As Mrs. Clark mentioned, today, there is much wider recognition that financial inclusion is not the ends, but a means to broader outcomes such as poverty reduction, health, women’s empowerment and more. This is something I have always concentrated on in my advocacy. It’s even part of my title. In my many conversations as UNSGSA, I have observed that what really motives national leaders is how inclusive finance systems can advance their national priorities. In many countries, these begin with increasing job creation and equitable economic growth through SMEs, also food security and greater resilience.
So, I am especially pleased that the UN Secretary-General and his High Level Panel have recognized the critical role of inclusive finance for development in their recent reports, something I had many conversations about. We worked very closely with UNDESA to achieve this. It is so important that inclusive finance be part of the post-2015 agenda, as this will guide policies, investments and really a lot of actions in the years to come. This makes our conversation on inter-agency coordination all the more timely.

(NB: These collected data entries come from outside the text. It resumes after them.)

PR #375, opened 2024-09-12
Allow multiple trackers for a single component type

Azkellas:
This PR introduces a flag type in `ChangeTracker` (from `ChangeTracker<Component>` to `ChangeTracker<Component, Flag>`) to allow multiple trackers for a single component type.

I wanted to track a component type from different areas of my project, so I added this change. This is obviously a breaking change.

On a related note, it would be interesting to track removed components from deleted entites, though that's a difficult task to tackle.

Thanks for this great crate!

### DIFF
--- a/src/change_tracker.rs
+++ b/src/change_tracker.rs
@@ -1,6 +1,7 @@
 use core::mem;
 
 use alloc::vec::Vec;
+use core::marker::PhantomData;
 
 use crate::{Component, Entity, PreparedQuery, With, Without, World};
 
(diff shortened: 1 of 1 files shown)


Ralith:
Thanks for the PR! I recommend either using a single tracker and broadcasting its information to all interested parties, or vendoring the change tracker implementation into your project and making the changes yourself. Note that the implementation uses only public hecs APIs, so this should be straightforward.

There's a lot of different ways people might want to track changes or route that information, and I don't think it's feasible to support them all out of the box, so this implementation is really just intended to get you started and/or for simple cases.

Two and a half years ago, we concluded the first interagency meeting with broad agreement that inclusive financial systems are critical infrastructure, just like roads. And that inclusive finance is a tool that can help us all do our work better and more efficiently. I would like to draw your attention to several priorities to advance this.
First of all, the challenges we seek to address are multi-faceted. So, our approaches must be also reach across sectors and partners. I was very pleased to be present at the launch of Nigeria’s National Financial Inclusion Strategy last October. The Central Bank that food security and price volatility could affect its ability to maintain financial system stability. This is how sectors are interlinked. It thus brought financial services for agriculture and rural areas into its planning process for the national strategy.
The UN is in a good position to advance holistic approaches like this. For example, by identifying synergistic opportunities, such as between development of financial infrastructure and rural markets for agricultural. Through advocacy, sharing knowledge or by forging consensus among public, private and civil society partners around this shared goal. Or, an excellent example, the joint initiative by UN Women, FAO, IFAD and WFP to empower rural women by providing integrated services, support and training, including greater access to tailored financial products. This could be transformational, considering the impact on whole households when a mother has an extra dollar. I look forward to hearing from you as to what approaches for collaboration work best and what new opportunities we have, just as Ms. Clark just said. I am also quite excited by the collaboration Mr. Nwanze, Mr. Graziano da Silva, Ms. Cousin and I have begun, but will invite them to share this with you in a moment.
A second priority is to capitalize on data to raise awareness, build commitment, and support effective policy-making and investment. There is now a wealth of knowledge, including a lot of work on mapping global financial inclusion through supply and demand data, something I am very proud of. The supply data is done by IMF. The demand data is done by the World Bank, with funding from the Bill & Melinda Gates Foundation. Approaches for disaggregated country data on financial inclusion are also getting stronger. The UN has also done a lot on data, in countries, globally and in different sectors, and has a lot of expertise. Overlaying these different data sets, for example financial access points against poverty, where different crops are grown and local markets, could reveal new information on trends and gaps, and also ideas for action. Data is also a great way to bring agencies and experts with very different mandates together. The issues for our discussion include how can the UN do this even more? Around which issues? And, very important, what are the best ways to share the resulting information so it compels action.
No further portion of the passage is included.